About National Aviation Day
In 1939, President Franklin Delano Roosevelt declared Orville Wright's birthday as National Aviation Day. Why he chose to honor Orville over Wilbur is a mystery to historians, but it could have had something to do with the fact that Orville was still alive when FDR made the day official ... and Wilbur was not.
From NASA’s Tips for Celebrating National Aviation Day:
“Ever since 1939, August 19 has been celebrated as National Aviation Day, the legacy of a presidential proclamation first made by Franklin D. Roosevelt.
“Selected because it was Orville Wright’s birthday, the decision to revel in all things aeronautical came at an exciting time in aviation history.
"Just 36 years after the Wright Brothers flew the first heavier-than-air flying machine in 1903, aviation was a growing – if not thriving – industry in the United States and around the world.

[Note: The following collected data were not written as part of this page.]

PR #83, opened 2016-12-08
Log request resources when a batch import fails

adamhadani:
When using the batch import (PATCH) API, a failure will only log the URI, which is of little use.
This adds the current batch to the log - while it's pretty long, it's very useful for debugging.

Open to suggestions on better formatting etc.

### DIFF
--- a/microcosm_flask/sync/push.py
+++ b/microcosm_flask/sync/push.py
@@ -152,8 +152,9 @@ def push_resource_json_batch(session, uri, resources):
     try:
         response.raise_for_status()
     except:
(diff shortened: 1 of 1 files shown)


jessemyers:
My preference would be for you to extend the [request audit log](https://github.com/globality-corp/microcosm-flask/blob/develop/microcosm_flask/audit.py) so that your specific endpoint does this rather than making this the default behavior.

Otherwise, we risk leaking sensitive data by accident.

There's already some support in the audit log for switching on `Flask.g` per request.

PR #85, opened 2017-01-18
Improve support for allow_none

pokey:
Switch to using `'x-nullable': true` for marshmallow fields that have `allow_none=True`.  This field is not part of the official spec, but seems to be the currently accepted workaround, and it is supported by [bravado](https://github.com/Yelp/bravado-core/).

### DIFF
--- a/microcosm_flask/swagger/schema.py
+++ b/microcosm_flask/swagger/schema.py
@@ -122,6 +122,12 @@ def build_parameter(field):
     if isinstance(field, fields.List):
         parameter["items"] = build_parameter(field.container)
 
+    if field.allow_none:
+        # XXX Update to new name when we switch to next version of OpenAPI
+        # spec
+        # See https://github.com/OAI/OpenAPI-Specification/pull/741
+        parameter["x-nullable"] = True
+
     return parameter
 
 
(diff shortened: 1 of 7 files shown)


pokey:
Would be great to get feedback from @srt32, @jessemyers or @netama on this

microcosm_flask/swagger/schema.py
```diff
@@ -134,7 +140,7 @@ def build_schema(marshmallow_schema):
     required_fields = [
         field.dump_to or name
         for name, field in fields
-        if field.required and not field.allow_none
```
netama: I think this may break some existing calls in services (even though this looks like the right fix), so maybe notify people when publishing the new package?

netama:
LGTM if you tested this with some marquez calls

pokey:
@netama I've tested with babilonia and escolastica, but not any others.  I believe these are the only repos I have access to

microcosm_flask/swagger/schema.py
pokey: Ok.  How should I notify people?

netama: slack? (we can also do that)

jessemyers:
LGTM

adamhadani:
Reverted this change as encountered showstopper breakage due to https://github.com/Yelp/bravado-core/pull/143

PR #97, opened 2017-02-02
Allow the default pagination limit to be set by the requester.

jessemyers:
There doesn't seem to be any standard way to control the pagination limit
from the client side. The `Range` header is promising, but seems geared
toward bytes-oriented and token-based pagination. Invention a custom range
type doesn't seem better than using a custom header.

### DIFF
--- a/microcosm_flask/paging.py
+++ b/microcosm_flask/paging.py
@@ -48,7 +48,10 @@ class Page(object):
 
     @property
     def default_limit(self):
-        return request.headers.get("X-Request-Limit", 20)
+        try:
+            return int(request.headers["X-Request-Limit"])
+        except:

“New world speed and distance records were being set, airlines that still exist today were being formed and, as World War II began, both Allied and Axis Powers sought new ways to beef up aviation’s role in warfare.
“By 1939, the National Advisory Committee for Aeronautics (N.A.C.A.) – NASA’s organizational predecessor – was 24 years old and already well established with the nation’s premiere aviation research laboratory in Virginia, and a brand new center just approved to be built in California.
“Fundamental problems with flight were being solved on the drawing boards and in the wind tunnels of the N.A.C.A., enabling aircraft to fly faster, higher, farther and with more and more cargo and passengers.
“Today, with the N.A.C.A.’s research heritage still alive and well at NASA, it can be said that every U.S. aircraft and air traffic control tower in operation today uses some kind of NASA-developed technology.”